The reason for highlighting a direct association with the A1 interface is that it is intended to convey that the functionality of the Non-RT RIC is directly responsible for driving what is sent and received across the A1 interface.
In comparison, the O1 and O2 interfaces are shown as being directly associated with the SMO Framework itself, which is not specific to the Non-RT RIC. This representation again is intended to communicate that the SMO Framework functionality is directly responsible for driving what is carried across these interfaces.
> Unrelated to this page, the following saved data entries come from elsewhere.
PR #746, opened 2019-10-09
NXP-27803: implement IronValidatableBehavior and mark invalid when fi…

guirenard:
…le upload pending

### DIFF
--- a/elements/nuxeo-dropzone/nuxeo-dropzone.js
+++ b/elements/nuxeo-dropzone/nuxeo-dropzone.js
@@ -16,6 +16,7 @@ limitations under the License.
 */
 import '@polymer/polymer/polymer-legacy.js';
 
+import { IronValidatableBehavior } from '@polymer/iron-validatable-behavior/iron-validatable-behavior.js';
 import '@polymer/paper-icon-button/paper-icon-button.js';
 import '@polymer/paper-progress/paper-progress.js';
 import '@nuxeo/nuxeo-elements/nuxeo-connection.js';
@@ -53,8 +54,20 @@ Polymer({
         background-color: var(--paper-input-container-focus-background-color, rgba(0, 102, 255, 0.1));
       }
 
+      :host([invalid]) #container {
+        border: 2px dashed var(--paper-input-container-invalid-color, red);
+      }
+
       label {
         margin-bottom: 8px;
+      }
+
+      label[required]::after {
+        display: inline-block;
+        content: '*';
+        margin-left: 4px;
+        color: var(--paper-input-container-invalid-color, red);
+        font-size: 1.2em;
       }
 
       a,
@@ -93,6 +106,10 @@ Polymer({
         margin-bottom: 8px;
       }
 
+      :host([invalid]) #details {
+        border: 2px solid var(--paper-input-container-invalid-color, red);
+      }
+
       .file {
         @apply --layout-horizontal;
         @apply --layout-center;
@@ -124,13 +141,18 @@ Polymer({
       .actions > * {
         margin-left: 8px;
       }
+
+      .error {
+        color: var(--paper-input-container-invalid-color, red);
+        margin-top: 8px;
+      }
     </style>
 
     <nuxeo-connection id="nx"></nuxeo-connection>
     <nuxeo-document id="doc" doc-id="[[document.uid]]" enrichers="[[enrichers]]"></nuxeo-document>
 
     <template is="dom-if" if="[[label]]">
-      <label id="label">[[label]]</label>
+      <label id="label" required$="[[required]]">[[label]]</label>
     </template>
 
     <input hidden id="input" type="file" on-change="_uploadInputFiles" />
@@ -175,10 +197,12 @@ Polymer({
         </div>
       </div>
     </div>
+
+    <span class="error" hidden$="[[!invalid]]">[[_errorMessage]]</span>
   `,
 
   is: 'nuxeo-dropzone',
-  behaviors: [UploaderBehavior, FormatBehavior],
+  behaviors: [UploaderBehavior, FormatBehavior, IronValidatableBehavior],
 
   properties: {
     /**
@@ -278,6 +302,17 @@ Polymer({
       value() {
         return this._computeEnrichers();
       },
+    },
+    _errorMessage: {
+      type: String,
+    },
+    /**
+     * Required.
+     */
+    required: {
+      type: Boolean,
+      value: false,
+      reflectToAttribute: true,
     },
   },
 
@@ -383,6 +418,7 @@ Polymer({
     } else {
       this.fire('notify', { message: this.i18n(this.uploadedMessage) });
     }
+    this.invalid = false;
   },
 
   _deleteFile(e) {
@@ -490,5 +526,16 @@ Polymer({
 
   _showAbort(uploading) {
     return uploading && this.hasAbort();
+  },
+
+  _getValidity() {
+    if (this.uploading) {
+      this._errorMessage = this.i18n('dropzone.invalid.uploading');
+      return false;
+    }
+    if (!this.required) {
+      return true;
+    }
+    return this.files && this.files.length > 0;
   },
 });
--- a/i18n/messages.json
+++ b/i18n/messages.json
@@ -535,6 +535,7 @@
   "driveSyncToggleButton.unsync": "Unsynchronize",
   "dropzone.abort": "Abort file upload",
   "dropzone.add": "Upload main file",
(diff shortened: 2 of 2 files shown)


elements/nuxeo-dropzone/nuxeo-dropzone.js
```diff
@@ -93,6 +106,10 @@ Polymer({
         margin-bottom: 8px;
       }
 
+      :host([invalid]) #details {
+        border: 1.5px solid var(--paper-input-container-invalid-color, red);
```
semisse: nit: Why are we using 1.5px here?

guirenard: 1px sounded too thin and 2px too thick but I guess it is completely subjective :D

elements/nuxeo-dropzone/nuxeo-dropzone.js
```diff
@@ -306,6 +338,17 @@ Polymer({
     return this.formatPropertyXpath(xpath);
   },
 
+  _getValidity() {
+    if (this.uploading) {
+      this.errorMessage = this.i18n('dropzone.invalid.uploading');
```
nmpcunha: If this happens the `errorMessage` property is overridden and we lost the default one.

So, let's assume I've uploaded a file, tried to go further and received this message. Then I've noticed I have the wrong blob and I deleted it. If I try to go further (clicking create) without a blob (and assuming it is required), I'll get this `dropzone.invalid.uploading` message. Am i seeing this correctly?

guirenard:
> Also, when the upload finishes, should we clear the error message and the visual warning?

In the preview env, we had a file size limit set to 8MB by ingress by default. The upload was interrupted with a `413` HTTP SC and that's why the dropzone remained invalid.

I refactored a bit to be able to explicitly display such error:
 - https://github.com/nuxeo/nuxeo-web-ui/pull/746/files#diff-bfcef58b64ac39d85e6fc62124c66171R547
 - https://github.com/nuxeo/nuxeo-web-ui/pull/746/files#diff-84df3bde9e8c2ccc631ab4993c4fe7adR530

elements/nuxeo-dropzone/nuxeo-dropzone.js
guirenard: You are seeing this right. I am gonna turn **errorMessage** into a private property

elements/nuxeo-dropzone/nuxeo-dropzone.js
```diff
@@ -279,11 +303,25 @@ Polymer({
         return this._computeEnrichers();
       },
     },
+    /**
+     * Error message to show when `invalid` is true.
+     */
+    _errorMessage: String,
```
Gabez0r: We could even:
```suggestion
    errorMessage: {
      type: String,
      readOnly: true,
    },
```

elements/nuxeo-dropzone/nuxeo-dropzone.js
```diff
@@ -491,4 +530,22 @@ Polymer({
   _showAbort(uploading) {
     return uploading && this.hasAbort();
   },
+
+  _getValidity() {
+    if (this.uploading) {
+      this._errorMessage = this.i18n('dropzone.invalid.uploading');
```
Gabez0r: And then do:
```suggestion
      this._setErrorMessage(this.i18n('dropzone.invalid.uploading'));
```

elements/nuxeo-dropzone/nuxeo-dropzone.js
```diff
@@ -491,4 +530,22 @@ Polymer({
...
+    if (!this.required) {
+      return true;
+    }
+    return this.files && this.files.length > 0;
+  },
+
+  _handleError(e) {
+    if (e.detail && e.detail.error && e.detail.error.response && e.detail.error.response.status) {
+      this.invalid = true;
+      this._errorMessage = this.i18n(`file.invalid.${e.error.response.status}`);
```
Gabez0r: typo in label?
```suggestion
      this._setErrorMessage(this.i18n(`dropzone.invalid.${e.error.response.status}`));
```

elements/nuxeo-dropzone/nuxeo-dropzone.js
```diff
@@ -175,10 +197,12 @@ Polymer({
         </div>
       </div>
     </div>
+
+    <label class="error" hidden$="[[!invalid]]">[[_errorMessage]]</label>
```
Gabez0r: We should use a `span` here, to be consistent with what we already do on `nuxeo-document-create`, `nuxeo-document-import`, etc. Also, since this element uses `nuxeo-styles`, the label will receive the `--nuxeo-label` style, which has opacity and might be unwanted here?

guirenard: I was trying to be consistent with https://github.com/nuxeo/nuxeo-elements/blob/master/ui/widgets/nuxeo-selectivity.js#L7075 but OK

charts/preview/values.yaml
```diff
@@ -21,7 +21,6 @@ nuxeo:
         fabric8.io/expose: "true"
         fabric8.io/ingress.path: /nuxeo/
         fabric8.io/ingress.name: preview
-        fabric8.io/ingress.annotations: "nginx.ingress.kubernetes.io/proxy-body-size: 0"
```
Gabez0r: Please don't forget about this.

elements/nuxeo-dropzone/nuxeo-dropzone.js
nmpcunha: Any reason for not consider the setter?

i18n/messages.json
```diff
@@ -535,6 +535,8 @@
   "driveSyncToggleButton.unsync": "Unsynchronize",
   "dropzone.abort": "Abort file upload",
   "dropzone.add": "Upload main file",
+  "dropzone.invalid.httpStatusCode.413": "File size exceeded",
```
nmpcunha: I understand the reason why, but it is still a technical key IMHO.

elements/nuxeo-dropzone/nuxeo-dropzone.js
```diff
@@ -491,4 +529,22 @@ Polymer({
...
+      return false;
+    }
+    if (!this.required) {
+      return true;
+    }
+    return this.files && this.files.length > 0;
+  },
+
+  _handleError(e) {
+    if (e.detail && e.detail.error && e.detail.error.response && e.detail.error.response.status) {
```
Gabez0r: I would expect to have something like:
```suggestion
    if (this.invalid && e.detail && e.detail.error && e.detail.error.response && e.detail.error.response.status) {
```
In the sense that there shouldn't be anything preventing me from submitting a form **if** the upload failed by whatever reason, and this is not a required field.

Is this a shortcut to display an error message, which would probably be similar to what we need to achieve under NXP-27982?

guirenard: >Is this a shortcut to display an error message, which would probably be similar to what we need to achieve under NXP-27982?

Not really, here an error may occur during batch upload is hapenning. Typically:
 - using s3 direct upload, it is s3 bucket that would return a potential error
 - deploying the web ui in its own nginx with implicit `body-size` limit (see https://github.com/nuxeo/nuxeo-web-ui/commit/3c31848a8a2daa58afa83211cca802860b2993ea)

All these use cases may return errors that cannot be handled like the validation report after a POST or a PUT on the document itself.

If such a scenario occurs, we need to notify the user the blob wasn't successfully uploaded and clicking `Save` or `Create` won't attach the blob to the document. So setting the dropzone invalid is a way to make sure:
 1- submit does not happen
 2- the form focuses on the dropzone element
 3- the user sees the upload failed and eventually why
 4- the user is incited to retry (e.g. with a smaller file if size exceeded), clear and submit without attachment, etc.

Gabez0r: Sorry, I didn't mean using form hooks. What I meant was that we are lacking a system to display error messages on fields, which IIRC, was what we initially wanted to do on [NXP-27982](https://jira.nuxeo.com/browse/NXP-27982) but couldn't, because we were also trying to do it leveraging validity. The validity is used to check for value format using constraints, but in the case of an error, the value remains as is.

Anw, I can live with this as a temporary shortcut, although this does not seem to be necessary to solve [NXP-27803](https://jira.nuxeo.com/browse/NXP-27803). But if indeed we'd like to go in the direction of having a way to display error messages on fields not related to validation, then I'd wait for it or at least add a comment stating that it should be cleaned up once that feature is implemented.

In addition to the external A1 interface, there is also an internal R1 interface. The Non-RT RIC allows applications to run on it. These applications are called rApps, where ‘r’ stands for RAN. The Non-RT RIC exposes SMO Framework functions to “rApps” via a set of “rApp Services Exposure” functions over the R1 interface. As the R1 interface is the only interface between an rApp and the functionality of the Non-RT RIC and SMO, it should be defined to meet all functional needs of rApps, with appropriate interface extensibility capabilities as needed.
With respect to the Non-RT RIC, the companion video at the end details all of the different functional blocks within the Non-RT RIC.
Finally, it should be kept in mind that one Non-RT RIC can connect to multiple Near-RT RICs. It is also possible to have one physical Near-RT RIC consisting of one or more logical Near-RT RICs. Both of these implementation options are shown in Figure 6 above.